Steve Ludlam

Personal information
- Full name: Steven John Ludlam
- Date of birth: 18 October 1955 (age 70)
- Place of birth: Chesterfield, England
- Position: Midfielder

Youth career
- 1971–1973: Sheffield United

Senior career*
- Years: Team / Apps / (Gls)
- 1973–1977: Sheffield United / 27 / (1)
- 1977–1980: Carlisle United / 96 / (11)
- 1980–1983: Chester / 102 / (12)
- 1983: Ilves
- c.1983–1984: Rhyl
- c.1984–1985: Buxton

Managerial career
- 2003–2004: Worksop Town

= Steve Ludlam (footballer) =

English footballer

Steve Ludlam (born 18 October 1955) is a former English professional footballer who played as a midfielder. He played in The Football League for Sheffield United, Carlisle United and Chester.

==Playing career==
Ludlam began his career with Sheffield United, where he turned professional in January 1973. He had to wait until December 1975 for his first-team debut, against Tottenham Hotspur, but went on to make 27 league appearances over the next season and a half. He moved to Carlisle United in May 1977 and spent the next three seasons at Brunton Park, before opting to join fellow Football League Division Three side Chester in July 1980. The £45,000 transfer was a record buy for Chester at the time.

Ludlam made his Chester debut on the opening day of the 1980–81 season, in a 1–0 home defeat to Oxford United.
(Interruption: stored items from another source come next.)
PR #125, opened 2026-06-14
fix(memory): validate path/dir bindings to non-indexed files against the filesystem (#98)

### LINKED ISSUE #98: memory doctor false-flags path bindings to non-indexed files as 'gone'
## Symptom
`rag-rat memory doctor` reports a path-bound memory as `gone` ("code appears deleted; … mark-obsolete") even though the file exists on disk. Concrete case: a memory anchored to `tools/bench.Containerfile` was flagged gone and recommended for obsoletion, but the file is present and the note is still valid. Acting on the recommendation would **delete correct guidance**.

## Root cause
`validate_path_binding` (crates/rag-rat-core/src/query/memory/validate.rs:338-347) resolves the path against the **indexed** `files` table:
```sql
SELECT sha256 FROM files WHERE path = ?1 ORDER BY id DESC LIMIT 1
```
No row → `gone`. But `files` only contains files in the configured indexed language set (here rust + markdown — see `rag-rat.toml`; `index_status.file_count_by_language` confirms only those). Any memory bound to a path outside that set — Containerfiles, shell scripts, `.yml` workflows, `.toml` configs — has **no `files` row by construction**, so it's indistinguishable from a genuinely deleted file. `validate_dir_binding` has the analogous issue (a dir with only non-indexed files looks empty via `dir_has_files`).

This is a false `gone`: the binding target is alive, it's just not an indexed *source* file. It also explains a standing `memory doctor` noise floor (these never clear) and makes the AGENTS.md "re-anchor anything flagged gone after a refactor" guidance dangerous for such anchors.

## Suggested fix
For a path/dir binding whose target isn't in `files`, fall back to a **filesystem existence check** against the index `source_root` before declaring `gone`:
- path binding: if `<source_root>/<path>` exists on disk → `current` (it's an area anchor to a real-but-unindexed file), else `gone`.
- dir binding: if the dir exists on disk → `current`, else `gone`.

A bare path binding is already treated as an area anchor ("current while the file is indexed, never content-stale", validate.rs:348-356) — this just extends "indexed" to "present in the repo" for non-indexed file types. Spanned `path:start-end` bindings to non-indexed files can stay `unverified` (no chunk to hash) rather than `gone`.

## Repro
1. `memory_create` with `bind: { path: "tools/bench.Containerfile" }` (or any non-.rs/.md path).
2. `rag-rat memory doctor` → reports it `gone` though the file exists.

Severity: P2 — risks silent loss of valid memories if the mark-obsolete recommendation is followed; also a persistent false-positive in doctor output.

skakri:
## Problem

`memory doctor` false-flags path/dir-bound memories as `gone` when the target is a **non-indexed file type** (Containerfile, shell script, `.yml` workflow, `.toml` config) — even though the file is present in the repo.

Root cause: `validate_path_binding` / `validate_dir_binding` resolve the target only against the indexed `files` table, which by construction holds only files in the configured indexed language set. A path outside that set has **no `files` row**, so it was indistinguishable from a deleted file. Acting on the resulting mark-obsolete recommendation would **delete valid guidance**, and these anchors formed a standing doctor noise floor that never cleared.

## Fix

Before declaring `gone`, fall back to a filesystem existence check against the index `source_root` (read from `index_meta`):

- **path binding**, no `files` row:
  - present on disk + bare (no line span) → `current` (area anchor to a real-but-unindexed file)
  - present on disk + spanned (`path:start-end`) → `unverified` (no chunk to hash, but alive — never `gone`)
  - absent → `gone`
- **dir binding**: no indexed files but the directory exists on disk → `current`; else `gone`

A connection without `source_root` meta skips the fallback (pre-fix `gone` behavior), so behavior is unchanged for raw/test connections that don't record it.

Note: `memory doctor` reads the **persisted** `anchor_status` and does not re-validate (deliberate read-only design), so a false `gone` clears on the next validate pass (watcher / incremental gc tail / open paths).

## Tests (TDD)

Added to `index/oracle/tests.rs`, written failing-first:

- `path_binding_to_unindexed_file_present_on_disk_is_current`
- `path_binding_to_missing_file_is_gone`
- `spanned_path_binding_to_unindexed_file_is_unverified`
- `dir_binding_to_unindexed_dir_present_on_disk_is_current`
- `dir_binding_to_missing_dir_is_gone`

`cargo test -p rag-rat-core` (344 passed), `cargo +nightly fmt`, and `cargo clippy --all-targets` all clean.

Fixes #98

### DIFF
--- a/crates/rag-rat-core/src/index/oracle/tests.rs
+++ b/crates/rag-rat-core/src/index/oracle/tests.rs
@@ -3012,7 +3012,7 @@ fn memory_survives_file_move_via_moniker_relocation() {
     )])]);
     run_oracle(&h.conn, TOOL, VERSION, COMMIT, WORKTREE, &bytes, h.root(), None, None).unwrap();
 
-    let report = validate_memories(&h.conn).unwrap();
+    let report = validate_memories(&h.conn, None).unwrap();
     assert!(report.relocated >= 1, "expected a relocation, got {report:?}");
 
     let memory = memory_by_id(&h.conn, &memory_id).unwrap().unwrap();
@@ -3060,7 +3060,7 @@ fn cross_version_moniker_match_requires_kind_corroboration() {
         run_oracle(&h.conn, TOOL, "v-newer", COMMIT, WORKTREE, &bytes, h.root(), None, None)
             .unwrap();
 
-        validate_memories(&h.conn).unwrap();
+        validate_memories(&h.conn, None).unwrap();
         let memory = memory_by_id(&h.conn, &memory_id).unwrap().unwrap();
         let symbol_binding =
             memory.bindings.iter().find(|b| b.binding_kind == "symbol").expect("symbol binding");
@@ -3096,7 +3096,7 @@ fn path_binding_status_after_validate(h: &Harness, path: &str) -> String {
         bind: RepoMemoryBindTarget { path: Some(path.to_string()), ..Default::default() },
     })
     .unwrap();
-    validate_memories(&h.conn).unwrap();
+    validate_memories(&h.conn, None).unwrap();
     let memory = memory_by_id(&h.conn, &created.memory.memory_id).unwrap().unwrap();
     memory
         .bindings
@@ -3162,7 +3162,7 @@ fn spanned_path_binding_to_unindexed_file_is_unverified() {
         },
     })
     .unwrap();
-    validate_memories(&h.conn).unwrap();
+    validate_memories(&h.conn, None).unwrap();
     let memory = memory_by_id(&h.conn, &created.memory.memory_id).unwrap().unwrap();
     let pb = memory.bindings.iter().find(|b| b.binding_kind == "path").expect("path binding");
     assert_eq!(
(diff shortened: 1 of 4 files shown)


skakri:
Thanks @chatgpt-codex-connector — all three addressed in 9145aa6:

1. **Repo-relative paths** — added an `is_repo_relative` guard: a binding that is absolute or contains `..`/root components is treated as not-on-disk (so it can't validate against an out-of-repo file). Test `path_binding_escaping_source_root_is_gone`.
2. **Active worktree root** — `validate_memories` now takes the caller's `storage.source_root()` (the active checkout, set by `open_config`) and only falls back to the persisted `index_meta.source_root` when unknown. Test `validate_prefers_active_root_over_persisted_meta`.
3. **Require a file** — path bindings now use `is_file()` (not `exists()`); a directory occupying a deleted file's name is `gone`. Dir existence stays on the `dir` path. Test `path_binding_to_a_dir_replacing_the_file_is_gone`.

skakri:
@codex review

He ended the season as the club's joint leading scorer with seven goals, as Chester managed just 38 in 46 league games. He remained a regular for two years before playing his final game away to Mansfield Town on 26 February 1983. That would also mark the end of this Football League career.

He played in Finland for six months before having spells training with Chester, Blackpool and Rochdale. But he did not sign for any of them amid ongoing injury problems and he retired from the professional game at the relatively early age of 28. Ludlam then had spells playing non-league football with Rhyl and Buxton.

==Life after football==
Ludlam worked in the licensing and legal trades and then for the Royal Mail. He remained involved in football by working with youngsters at Sheffield Wednesday, Chesterfield and Rotherham United.

In 2003, Ludlam became manager of Worksop Town, where one of his sons, Ryan, was on the playing staff. He remained with the club until the end of the 2003–04 season, when he was replaced by Ronnie Glavin.

Steve Ludlam currently runs the Chesterfield school of excellence under 16 side.